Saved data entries
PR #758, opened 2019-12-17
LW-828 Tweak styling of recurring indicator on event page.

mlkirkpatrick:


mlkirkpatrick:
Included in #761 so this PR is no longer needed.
* * *
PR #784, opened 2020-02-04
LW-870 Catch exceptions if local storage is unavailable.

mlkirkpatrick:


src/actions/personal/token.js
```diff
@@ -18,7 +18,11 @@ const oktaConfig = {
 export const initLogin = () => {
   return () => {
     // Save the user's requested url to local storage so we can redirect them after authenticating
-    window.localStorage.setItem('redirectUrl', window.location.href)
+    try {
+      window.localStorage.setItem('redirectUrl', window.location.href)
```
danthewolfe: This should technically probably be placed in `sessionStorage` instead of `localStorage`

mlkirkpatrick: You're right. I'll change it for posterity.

*The task*
Starting with the line that holds "LW-828 Tweak styling" and ending with the line that holds "Included in #761", retype every line in the data above exactly, and nothing else.

*Exercise result*
LW-828 Tweak styling of recurring indicator on event page.

mlkirkpatrick:


mlkirkpatrick:
Included in #761 so this PR is no longer needed.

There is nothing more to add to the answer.